Luckily, Helen didn’t hear the remarks that were made after she passed. Her attention was centered, like Rafe’s, on the unusual historical view unfolding before them.
“Yep, redheads have brown ones, and they’re big as grapes.”
“How would you know, Zeke? You ain’t never had a woman ’cept in a haystack with her skirts thrown over her head.”
“Well, a man don’t look at the mantel when he’s pokin’ the fire.”
More laughter.
“Gawdamighty, do you think her woman hair is red, too?”
“You’ll never find out, you sons of bitches,” Rafe lashed out, finally fed up with the lewd observations. Whether Helen heard their comments or not, she was supposed to be his woman, and he couldn’t allow the insults to go on.
The miners studied him for the first time, startled by his proprietary remark. Their eyes swept over his strange shirt and bound hands, questioningly.
Sancho and Pablo edged closer, their slitted eyes warning him to remain quiet. Their unholstered guns reinforced the message.
Rafe glanced forward to see Helen’s reaction. Still unaware of the attention she was garnering or the suggestive utterances of the men, she pivoted her head from side to side, inhaling the fantastic sights from her vantage point in front of Ignacio.
Ignacio, however, noticed the dozens of prospectors who began to follow them on foot as they left the encampment and moved into the town itself, but he ignored their questions.
Pablo and Sancho were not so reticent.
“Who is she?” the miners asked.
“Elena,” Pablo announced with a wide smile.
“Elena?

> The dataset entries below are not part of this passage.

Issue #1514, opened 2024-12-16
macOS client fails to show VGA console if remote server is addressed via mDNS (*.local) and its IP has changed since the remote was first added


evadne:
# Required information

 * Server: Ubuntu 24.04 + Incus 6.0.0 (from official package)
 * Client: macOS 15.0.1 (24A348)
 * The output of "incus info": Attached below

# Issue description

The Incus client can be instructed to add a remote server such as:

Really?” the miners enthused.
“Elena . . . Elena . . . Elena . . .” The name rippled excitedly throughout the campsite, like an echo.

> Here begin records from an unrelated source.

Issue #1522, opened 2024-12-17
Issue with qemu 9.2 "Invalid parameter type for 'bootindex'"


cmspam:
When trying to start a VM with qemu 9.2, the below error occurs.

```
localhost:~# incus start debvm
Error: Failed setting up device via monitor: Failed setting up device "eth0": Failed adding NIC device: Invalid parameter type for 'bootindex', expected: integer
Try `incus info --show-log debvm` for more info
```

This is on incus 6.7, using alpine/edge, same on nixos overriding qemu version to 9.2

Has something changed with qemu with bootindex?

# Required information

 * Distribution: Alpine, NixOS
 * Distribution version: edge, unstable
 * The output of "incus info" or if that fails:
   * Kernel version: 6.12.5, 6.6.66
   * LXC version:
   * Incus version: 6.7
   * Storage backend in use: zfs

# Issue description

A brief description of the problem. Should include what you were
attempting to do, what you did, what happened and what you expected to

A beautiful white woman was one thing. A beautiful white whore would be quite another to these sex-starved young men, Rafe realized.
“And she belongs to us,” Sancho told them, patting his pistol for emphasis.
“Will you sell her favors?” one grizzly trapper asked, scratching the groin of his buckskin breeches with anticipation.
“Maybe later,” Sancho said generously.
“After she’s corkscrewed us a few dozen times,” Pablo stressed. “And done the ‘gargle’ and the ‘forms’ on us.”
There was a communal sigh of, “Aaah, the corkscrew!” Then, they all inquired, at once, “The gargle? The forms?”
Pablo explained, with relish, the new sexual tricks Elena could do fo
r her customers.
“I’ll give ya fifty dollars fer one night,” the trapper offered.
“A hundred,” another yelled out.
“Two hundred, if there’s an extry corkscrew.”
“Five hundred, but she takes on the two of us,” a pair of towhead twins, better suited to an Iowa farm setting, threw in, blushing profusely at the hoots of their friends.
“I’ll buy her from you for five thousand dollars,” a steely-eyed man with a French accent offered suddenly, throwing his cigar to the ground and stomping it with a polished leather boot. Rafe heard someone whisper that this was Pierre Lamoyne, who ran a brothel in San Francisco.
That last cash figure caught Ignacio’s attention, and he halted his horse until they caught up. “She ees not for sale . . . yet,” he told Lamoyne. “And your price ees much too low.”
“Ten thousand, then,” Lamoyne countered, stepping close to examine the merchandise.
Ignacio licked his lips greedily in consideration. “Perhaps—”
“Like hell!” Rafe shouted, and Helen jumped, seeming to come out of her trance. “She’s my wife, and no one’s touching her.”
“I’ll sell the puta if I want to,” Ignacio asserted, tossing aside the blanket, exposing his gun pressed to Helen’s heart.
Rafe’s blood turned cold at the peril. Ignacio might pull the trigger on a whim. Rafe bit his tongue to force back more angry words. Calm down. Take it easy. Wait for the moment. The opening. Don’t panic.
“His wife?” the miners asked. “Who is he?”
“El Ángel Bandido,” Pablo said.
“Ooooh,” a number of the men said, and backed away.
“I’m not the Angel Bandit.”
“Who said anything about selling me?” Helen wanted to know, suddenly alert. Fearlessly, she pushed Ignacio’s pistol aside with her bound hands and twisted in the saddle to look back at the bandit. “Did you dare to tell these men that I’m for sale?”
When he just glared at her, she jabbed him in the stomach with an elbow. “You male chauvinist pig! When I get loose, I’m going to pull out your tongue and karate chop it off so you’ll never be able to lie again.”